You’ve probably seen Katelyn Ohashi. Back in April, the 21-year-old UCLA junior did double layouts to iconic Michael Jackson hooks all over Facebook feeds to an audience of nearly 100 million viewers. It starts with a cool glance to the audience from beneath an imaginary “Smooth Criminal” hat, before alternating mind-bending gymnastic moves with slick moonwalks and finishing with a “Thriller”-like cackle. She performed the routine at fifteen meets this season and got a perfect 10 three times, but it wasn’t until the Pac-12 championships in March, which her college won for the eighteenth time, that the Internet really took notice.
I’ve gotten to see her perform since she was a teenager, winning national and international competitions as one of America’s most successful elite gymnasts, pegged for the Olympics at twelve years old. Yet there was a darker side to all the high scores and praise, one that came through the cracks of Ohashi’s intense focus and skill.
At age three, Ohashi started practicing gymnastics in her hometown of Seattle. However, to be able to become an elite gymnast, she needed to train at a place known for their Olympic champions, so at nine, she moved to Missouri with only her mother and the youngest of her three brothers. She attended Great American Gymnastics Experience (GAGE), a gym owned by head coach Al Fong, who in the ’80s was surrounded by controversy owing to a series of tragic athlete deaths (Christy Henrich from anorexia and Julissa Gomez after being paralyzed in a vault accident). When Ohashi finished tenth at her first elite nationals, at age twelve, she moved to Texas to attend World Olympic Gymnastics Academy (WOGA), also attended by Olympic gold medalists Madison Kocian, Nastia Liukin, and Carly Patterson. The gym was co-run by Nastia’s father, Valeri Liukin, who in 2006 was accused of failing to screen and supervise coaches.
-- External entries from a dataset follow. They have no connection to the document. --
PR #1793, opened 2020-02-19
Make contacts code more resilient

1pretz1:
Now when there are no contacts for an edition the embed is ignored, the
same is true for when there is no matching contacts for an embed.

Previously the code would throw an error at either of these two
scenarios listed above as it tried to look for a content-id on nil.

Trello:
https://trello.com/c/OzdqkkW2/1455-fix-documents-that-failed-the-import-with-an-array-error

### DIFF
--- a/spec/lib/whitehall_importer/embed_body_references_spec.rb
+++ b/spec/lib/whitehall_importer/embed_body_references_spec.rb
@@ -10,6 +10,22 @@ RSpec.describe WhitehallImporter::EmbedBodyReferences do
       expect(govspeak_body).to eq("[Contact:#{content_id}]")
     end
 
+    it "ignores contact embed when there is no contacts" do
+      govspeak_body = described_class.call(
+        body: "[Contact:123]",
+        contacts: [],
+      )
+      expect(govspeak_body).to be_empty
+    end
+
+    it "ignores contact embed when there is no matching contacts" do
+      govspeak_body = described_class.call(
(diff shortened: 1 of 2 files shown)


spec/lib/whitehall_importer/embed_body_references_spec.rb
```diff
@@ -10,6 +10,22 @@
       expect(govspeak_body).to eq("[Contact:#{content_id}]")
     end
 
+    it "ignores contact embed when there is no contacts" do
+      govspeak_body = described_class.call(
+        body: "[Contact:123]",
+        contacts: [],
+      )
+      expect(govspeak_body).to eq("")
```
brucebolt: Instead of `eq("")` you could use `be_empty`, which looks nicer

1pretz1: `be_empty` is certainly nicer!

1pretz1:
I've updated the specs, ready for another gander @brucebolt !

To summarise our offline conversation - We should keep the behaviour of not aborting when a contact is embedded but doesn't exist in the import. The reason being when it comes to checking the integrity of the body text, it will pass if the contact genuinely doesn't exist in whitehall but will fail if the contact does exist and the import just hasn't included it. 

Throwing an error at the embed point would mean we wouldn't be able to decipher which of these situations has happened and so we could be rejecting a valid document. We'll need to bookmark that text comparer...

PR #1796, opened 2020-02-19
Only allow unique options in a document type selection

leenagupte:
Trello: https://trello.com/c/tbxRLYMP

This is to prevent the same radio button appearing multiple times on a document type selection page.

### DIFF
--- a/spec/models/document_type_selection_spec.rb
+++ b/spec/models/document_type_selection_spec.rb
@@ -36,6 +36,13 @@ RSpec.describe DocumentTypeSelection do
       ids = document_type_selections.pluck("id")
       expect(ids.size).to eq(ids.uniq.size)
     end
+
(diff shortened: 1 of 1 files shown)


spec/models/document_type_selection_spec.rb
```diff
@@ -36,6 +36,13 @@
       ids = document_type_selections.pluck("id")
       expect(ids.size).to eq(ids.uniq.size)
     end
+
+    it "only allows unique options in each document_type_selection" do
+      document_type_selections.each do |document_type_selection|
+        ids = document_type_selection["options"].pluck("id")
+        expect(ids.size).to eq(ids.uniq.size)
```
benthorner: Minor: could we get a better error message if we lost the `size`?

leenagupte: Have added an error message to the test.

PR #1800, opened 2020-02-20
Add "What Managing Editors can do" information page

brucebolt:
Adds a page informing publishers what Managing Editors can do, and lets the user know if they have this permission.

Also added a sidebar link and adjusted the footer, as shown in the Trello card and linked Google document.

User without managing editor permission:
Screenshot 2020-02-20 at 10 33 00

User with managing editor permission:
Screenshot 2020-02-20 at 10 32 47

Trello card: https://trello.com/c/nwjWvsJR


app/views/publisher_information/what_managing_editors_can_do.html.erb
```diff
@@ -0,0 +1,13 @@
+<% content_for :browser_title, t("publisher_information.what_managing_editors_can_do.title") %>
+<div class="govuk-grid-row">
+  <%= render partial: "publication_info_nav", locals: {current_page: managing_editors_path } %>
+  <div class="govuk-grid-column-two-thirds">
+    <h1 class="govuk-heading-l page-title"><%= t("publisher_information.what_managing_editors_can_do.title") %></h1>
```
alex-ju: I know this pattern is not introduced with this PR, but ideally we don't add CSS classes only for testing purpose (e.g. `page-title`). I'd rather use `h1` as a selector since we must have one on every page.

app/views/publisher_information/_publication_info_nav.html.erb
```diff
@@ -3,25 +3,25 @@
     aria_label: "Publisher information",
     items: [
       {
-        label: "What the Beta can and cannot do",
+        label: t("publisher_information.beta_capabilities.title"),
```
alex-ju: 👍

app/views/publisher_information/what_managing_editors_can_do.html.erb
brucebolt: Good point.  I've added a change that removes the `page-title` class.

brucebolt:
Thanks for the review @alex-ju.  I've made your proposed change regarding the `page-title` class, and asked a question on the Trello card regarding the headings.

app/views/publisher_information/_publisher_info_nav.html.erb
```diff
@@ -3,23 +3,29 @@
     aria_label: "Publisher information",
     items: [
       {
-        label: "What the Beta can and cannot do",
+        label: t("publisher_information.beta_capabilities.title"),
```
kevindew: I believe these are intentionally not using the translation key, as per https://github.com/alphagov/content-publisher/blob/master/docs/adr/0004-editing-microcopy.md section on link and button labels.

In the past we've also consciously chosen not to use translation keys as variables that can be re-used to reduce duplication. This is because we don't know if when someone edits them they want to edit one place or both. Though could be convinced it's the right thing in this case. Though if we do so we should change the test to use the translation key rather than the strings directly.

All essentially minor concerns, especially as we have very little editing of copy, but just pointing out where this may be drifting from what is consistent.

app/views/publisher_information/beta_capabilities.html.erb
```diff
@@ -1,8 +1,8 @@
 <% content_for :browser_title, t("publisher_information.beta_capabilities.title") %>
 <div class="govuk-grid-row">
-  <%= render partial: "publication_info_nav", locals: {current_page: beta_capabilities_path } %>
+  <%= render partial: "publisher_info_nav", locals: {current_page: beta_capabilities_path } %>
```
kevindew: Great catch 👍

app/views/publisher_information/what_managing_editors_can_do.html.erb
```diff
@@ -0,0 +1,13 @@
+<% content_for :browser_title, t("publisher_information.what_managing_editors_can_do.title") %>
+<div class="govuk-grid-row">
+  <%= render partial: "publisher_info_nav", locals: {current_page: managing_editors_path } %>
```
kevindew: We seem to be missing a space between the { and current_page. Looks like this is on the other ones too if you wouldn't mind?

config/locales/en/publisher_information/what_managing_editors_can_do.yml
```diff
@@ -0,0 +1,31 @@
...
+
+        [Find out more about withdrawing documents.](https://www.gov.uk/guidance/content-design/gov-uk-content-retention-and-withdrawal-archiving-policy)
+
+        ## History mode
+
+        Managing Editors can change whether or not a document gets history mode.
+
+        They can also edit documents that are already in history mode.
+
+        [Find out more about history mode.](https://www.gov.uk/guidance/content-design/gov-uk-content-retention-and-withdrawal-archiving-policy)
```
kevindew: I can see why you went this route in order to interpolate the variable, though I'm a bit concerned that this ends up different to all the other publisher information pages. 

I'm wondering if the simplest way for consistency is to put all the other publisher information content in locale files like this?

app/views/publisher_information/_publisher_info_nav.html.erb
brucebolt: I've removed the commit that made these changes to leave the links as static text

app/views/publisher_information/what_managing_editors_can_do.html.erb
brucebolt: Added a space to all the views where this was missing

config/locales/en/publisher_information/what_managing_editors_can_do.yml
brucebolt: I've moved all the existing publisher information body text into locales, which has made this consistent

app/views/publisher_information/what_managing_editors_can_do.html.erb
kevindew: ⭐️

It was at WOGA that Ohashi rose further up the ranks, winning competitions worldwide and being hailed as a prodigy. But she missed the age eligibility for the 2012 Olympics by mere months, meaning that she’d have to wait for another four years (until she was nineteen years old) before her first shot. In 2013, she won the American Cup, one of the biggest competitions in the world, at sixteen years old. Take one look at the videos from the meet, and you can see the commentators are ecstatic, in awe of the skills they’re witnessing. The girl atop the beam there is a world away from the one moonwalking to Michael Jackson.
The prevailing image of the ideal gymnasts is small, thin, and childlike, making it to the Olympics at barely sixteen years old before quickly disappearing. There’s a reason for this: they usually break under the unbearable pressure and unhealthy culture, both physically and mentally. Injuries ranging from ACL and rotator cuff tears to stress fractures are common.
For Carly Patterson, who won three medals at sixteen, the Athens 2004 Olympics were her final major competition; she was diagnosed with several bulging discs in her lower back soon after. "My doctor was like, ‘Carly, you really need to stop if you want to be able to walk when you get older,’” she said in a 2009 interview. London Olympic champion McKayla Maroney officially stopped competing at the beginning of 2016, citing numerous health issues including a concussion sustained before the Olympics in 2012, adrenal fatigue, depression, a broken right toe, a fractured shin, and knee problems. Even Simone Biles said last December that she expects the 2020 Olympics — at which she’ll be 23 years old, likely the oldest on the team — to be her final meet.